▶ Source material:

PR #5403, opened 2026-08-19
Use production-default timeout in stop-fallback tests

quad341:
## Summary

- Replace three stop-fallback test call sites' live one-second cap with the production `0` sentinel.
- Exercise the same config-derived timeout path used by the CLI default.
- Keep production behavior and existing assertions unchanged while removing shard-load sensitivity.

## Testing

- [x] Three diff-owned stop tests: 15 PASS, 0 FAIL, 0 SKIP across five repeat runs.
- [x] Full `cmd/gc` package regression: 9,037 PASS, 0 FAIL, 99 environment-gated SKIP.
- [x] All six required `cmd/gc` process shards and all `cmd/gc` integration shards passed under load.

---

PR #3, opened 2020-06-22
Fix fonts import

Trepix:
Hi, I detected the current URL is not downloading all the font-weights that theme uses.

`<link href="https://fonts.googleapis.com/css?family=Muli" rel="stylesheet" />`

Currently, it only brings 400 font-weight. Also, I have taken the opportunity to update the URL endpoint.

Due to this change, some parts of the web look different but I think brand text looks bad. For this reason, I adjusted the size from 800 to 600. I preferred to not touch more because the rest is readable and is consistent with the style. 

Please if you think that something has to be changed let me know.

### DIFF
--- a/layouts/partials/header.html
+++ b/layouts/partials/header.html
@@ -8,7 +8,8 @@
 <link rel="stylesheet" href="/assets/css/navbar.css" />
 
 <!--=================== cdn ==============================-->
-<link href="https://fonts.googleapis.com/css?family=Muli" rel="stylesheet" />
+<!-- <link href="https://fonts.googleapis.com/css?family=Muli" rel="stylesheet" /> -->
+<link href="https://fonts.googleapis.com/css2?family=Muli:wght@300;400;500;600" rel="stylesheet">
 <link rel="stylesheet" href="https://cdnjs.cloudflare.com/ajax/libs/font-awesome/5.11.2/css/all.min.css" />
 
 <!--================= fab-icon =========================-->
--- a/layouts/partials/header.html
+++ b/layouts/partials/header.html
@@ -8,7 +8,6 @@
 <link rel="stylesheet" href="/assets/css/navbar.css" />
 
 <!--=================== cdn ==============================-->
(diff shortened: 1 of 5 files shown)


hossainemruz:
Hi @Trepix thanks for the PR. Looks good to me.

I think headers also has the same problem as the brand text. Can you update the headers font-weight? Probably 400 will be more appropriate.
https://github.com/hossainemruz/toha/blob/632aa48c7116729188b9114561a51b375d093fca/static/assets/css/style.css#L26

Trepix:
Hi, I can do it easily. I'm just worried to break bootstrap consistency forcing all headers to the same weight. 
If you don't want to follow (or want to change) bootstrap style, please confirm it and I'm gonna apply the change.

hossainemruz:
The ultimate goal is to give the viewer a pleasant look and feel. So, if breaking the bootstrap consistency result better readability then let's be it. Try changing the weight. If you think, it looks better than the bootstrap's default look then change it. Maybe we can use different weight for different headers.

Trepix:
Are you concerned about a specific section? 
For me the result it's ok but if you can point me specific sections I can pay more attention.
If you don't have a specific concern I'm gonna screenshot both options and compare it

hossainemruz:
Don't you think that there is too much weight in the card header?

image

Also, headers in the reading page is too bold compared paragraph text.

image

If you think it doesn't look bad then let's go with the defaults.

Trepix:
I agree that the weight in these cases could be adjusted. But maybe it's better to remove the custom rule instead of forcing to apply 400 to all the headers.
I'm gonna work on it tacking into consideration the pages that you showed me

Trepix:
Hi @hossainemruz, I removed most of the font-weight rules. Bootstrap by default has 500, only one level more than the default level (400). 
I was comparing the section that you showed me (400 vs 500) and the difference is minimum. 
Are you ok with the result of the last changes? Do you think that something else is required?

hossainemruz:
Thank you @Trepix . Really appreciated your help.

▶ Exercise: In the entries above, find every line with the word "only" and list it.

▶ Task response:
Currently, it only brings 400 font-weight. Also, I have taken the opportunity to update the URL endpoint.
Hi @hossainemruz, I removed most of the font-weight rules. Bootstrap by default has 500, only one level more than the default level (400). 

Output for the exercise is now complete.